Raven laughed jarringly. It did seem to him grimly amusing to be dallying thus with a man's fears. He was not used to playing games with the human creature's destiny. He had always looked too seriously on all such drama, perhaps because he had been so perplexed by drama of his own. If his life was too puzzling a thing to be endured, was not all life, perhaps, equally puzzling and therefore too delicate a matter to be meddled with? But now the game was on, the game of sheer diplomacy. The straight and obvious path wouldn't do if he was to save a woman who handicapped him in advance by refusing to let herself be saved.

"The night?" he repeated. "Who's out in it? Why, I'm out in it myself; at least, I have been. But now I'm here by this stove, I don't know when you'll get rid of me. Put in a stick, won't you, Tenney? These big rooms have a way of cooling off before you know it."

Tenney did put in a stick and more. He crammed the stove with light stuff and opened draughts. Raven noted, in the keen way his mind had taken up, of snatching at each least bit of safety for the woman, that the tea kettle was boiling. She would be chilled. She would need hot water. And suddenly he felt the blood in his face. There was a hand at the latch of the side door. Tenney, too, heard it. He threw back into the box the stick of wood he had selected and made three strides to the entry. Again he called, in that voice of sharp anxiety:

"That you?"

She opened the door just before he could put out his hand to it, passed him without a look, and came in. He shut the door and followed her. Raven got up from his chair and stood, glancing at her with what he hoped was a casual attention. Tenney came back and, when she had thrown off the blanket, took it from her hand and dropped it on a chair. He was all trembling eagerness. That act, the relieving her of the blanket, was incredible to Raven. The man had wanted to kill her (or, at the least, to kill his child), and he was humbly inducting her into the comforts of her home. She had not looked toward Raven. With a decorum finer, he thought, than his own, she would not play the game of diplomacy. She knew him and she could not deny him, even to save her life. Suddenly Tenney, brushing past to draw up a chair for her at the stove, became aware of him. Raven believed that, up to the moment, he had, to the man's absorbed gaze, been invisible. Now Tenney seemed to recognize the decencies toward even an unbidden guest.

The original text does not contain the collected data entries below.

PR #229, opened 2023-09-14
Patch for diffusers 0.21.0 release

JingyaHuang:
- [x] Check dependency availability
- [x] Fix import breaks from diffusers 0.21.0
- [x] Remove experimental compilation flag

### DIFF
--- a/optimum/neuron/pipelines/diffusers/pipeline_stable_diffusion.py
+++ b/optimum/neuron/pipelines/diffusers/pipeline_stable_diffusion.py
@@ -28,6 +28,10 @@ if is_diffusers_available():
     from diffusers.pipelines.stable_diffusion import StableDiffusionPipelineOutput
     from diffusers.pipelines.stable_diffusion.pipeline_stable_diffusion import rescale_noise_cfg
     from diffusers.utils.torch_utils import randn_tensor
+else:
+    raise ImportError(
+        "Stable diffusion requires the diffusers library but it was not found in your environment. You can install it with pip: `pip install diffusers`. Please note that you may need to restart your runtime after installation."
+    )
 
 
 logger = logging.getLogger(__name__)
--- a/optimum/neuron/pipelines/diffusers/pipeline_stable_diffusion.py
+++ b/optimum/neuron/pipelines/diffusers/pipeline_stable_diffusion.py
@@ -18,20 +18,11 @@ import logging
 from typing import Any, Callable, Dict, List, Optional, Union
 
 import torch
-
-from ....utils import is_diffusers_available
-
-
-if is_diffusers_available():
-    from diffusers import StableDiffusionPipeline
-    from diffusers.loaders import LoraLoaderMixin, TextualInversionLoaderMixin
-    from diffusers.pipelines.stable_diffusion import StableDiffusionPipelineOutput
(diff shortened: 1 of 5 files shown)


optimum/neuron/pipelines/diffusers/pipeline_stable_diffusion.py
```diff
@@ -18,11 +18,16 @@
...
+
+from ....utils import is_diffusers_available
+
+
+if is_diffusers_available():
+    from diffusers import StableDiffusionPipeline
+    from diffusers.loaders import LoraLoaderMixin, TextualInversionLoaderMixin
+    from diffusers.pipelines.stable_diffusion import StableDiffusionPipelineOutput
+    from diffusers.pipelines.stable_diffusion.pipeline_stable_diffusion import rescale_noise_cfg
+    from diffusers.utils.torch_utils import randn_tensor
```
michaelbenayoun, line 30: It will fail if diffusers is not installed no?
Because then we try to inherint from a class that was not imported.

JingyaHuang: The change is to tackle the import issue you met when launching training tests. I would raise an import error is diffusers not installed, wdyt?

JingyaHuang:
Oh right, I forgot that step again... will do @dacorvo !

optimum/neuron/pipelines/diffusers/pipeline_stable_diffusion.py
michaelbenayoun: Where would you raise that?

optimum/neuron/pipelines/diffusers/pipeline_stable_diffusion_xl.py
```diff
@@ -16,11 +16,20 @@
...
+
+
+if is_diffusers_available():
+    from diffusers import StableDiffusionXLPipeline
+    from diffusers.loaders import LoraLoaderMixin, TextualInversionLoaderMixin
+    from diffusers.pipelines.stable_diffusion_xl import StableDiffusionXLPipelineOutput
+    from diffusers.pipelines.stable_diffusion_xl.pipeline_stable_diffusion_xl import rescale_noise_cfg
+    from diffusers.utils.torch_utils import randn_tensor
+else:
+    raise ImportError(
```
JingyaHuang, line 30: here @michaelbenayoun

michaelbenayoun: No we dont want that right? Otherwise reading this file will end-up making everyone fail. Or we should make sure that it is never imported anywhere where `diffusers` is not checked for explicitly.

JingyaHuang: How it end up making __everyone__ fail? It doesn't solve the training test issue though. I will remove changes in pipeline files.
These pipelines are only imported under `modeling_diffusion.py` , will put the check there.

dacorvo (approved):

optimum/neuron/pipelines/diffusers/pipeline_stable_diffusion_xl.py
michaelbenayoun: Alright!

michaelbenayoun (approved):

PR #231, opened 2023-09-14
Using the real model name instead of hard code "model"

davidshtian:
The model config using the hard code "model" as model name, which is not flexible and cannot distinct the real model. The fix used model.name_or_path property for the model name. Thanks~


JingyaHuang (approved):
Hi @davidshtian, thanks for contributing! The PR looks awesome. 

Let me run the tests offline, will merge it if every test goes well.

"She's all beat out," he said, in uncouth apology. "It's my woman."

Raven turned to her, waiting for her cue. Would she take a hand at the game, as it imposed itself on him? Her silence and aloofness were his answer. She was sitting forward in her chair, to get the baby's feet nearer the warmth. But since she would not speak, Raven did.

"I should think any one would be beat out, a night like this," he said, as casually as he could manage, "carrying a baby, too, in such a storm. You'd better be careful of the child, at least," he added curtly, turning to Tenney, "if you want to keep him. Out in this cold and sleet! You don't want their deaths on your hands, do you?"

Tenney stared back at him in a wildness of apprehension.

"Be you a doctor?" he managed to ask.